コードネーム97B-5、またの名はソーセージ。この名前は我々の心に悲しい想いでとともに焼きついている。初めて出会ったのは1997年秋、知床に広がる深い森の中。彼女はほんとうに無垢なキムンカムイだった。1年後の夏、彼女はたくさんの車が行きかう国立公園入口近くに姿を現すようになった。その後すぐ、とんでもない知らせが飛び込んできた。観光客が彼女にソーセージを投げ与えていたというのだ。初めての魅惑的な食物に行動は大きく変わり、しつこく道路沿いに姿を見せるようになった。そのたびに見物の車列ができた。人との接触がますます人慣れを助長させた。
我々はこれがとても危険な兆候だと感じていた。かつて、北米の国立公園では、餌付けられたクマが悲惨な人身事故を起こしてきた歴史があることを知っていたからだ。我々は彼女を必死に追い払い続け、厳しくお仕置きした。人に近づくなと学習させようとしたのだ。しかし、彼女はのんびりと出歩き続けた。

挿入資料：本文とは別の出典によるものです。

PR #3546, opened 2017-06-09
Remove extraneous **warning**

jpetazzo:
The .warning class already prepends "Warning"

### DIFF
--- a/engine/installation/linux/ubuntu.md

翌春、ついに彼女は市街地にまで入りこむようになった。呑気に歩き回るばかりだが、人にばったり出会ったら何が起こるかわからない。そしてある朝、彼女は小学校のそばでシカの死体を食べはじめた。もはや決断の時だった。子供たちの通学が始まる前にすべてを終わらせなければならない。私は近づきながら弾丸を装填した。スコープの中の彼女は、一瞬、あっ、というような表情を見せた。そして、叩きつける激しい発射音。大口径ライフル弾の恐ろしい力。彼女はもうほとんど動くことができなかった。瞳の輝きはみるみるうちに失われていった。
彼女は知床の森に生まれ、またその土に戻って行くはずだった。それは、たった1本のソーセージで狂いはじめた。何気ない気持ちの餌やりだったかもしれない。けれども野生の王国のルールを無視する人には、知床に来てほしくない。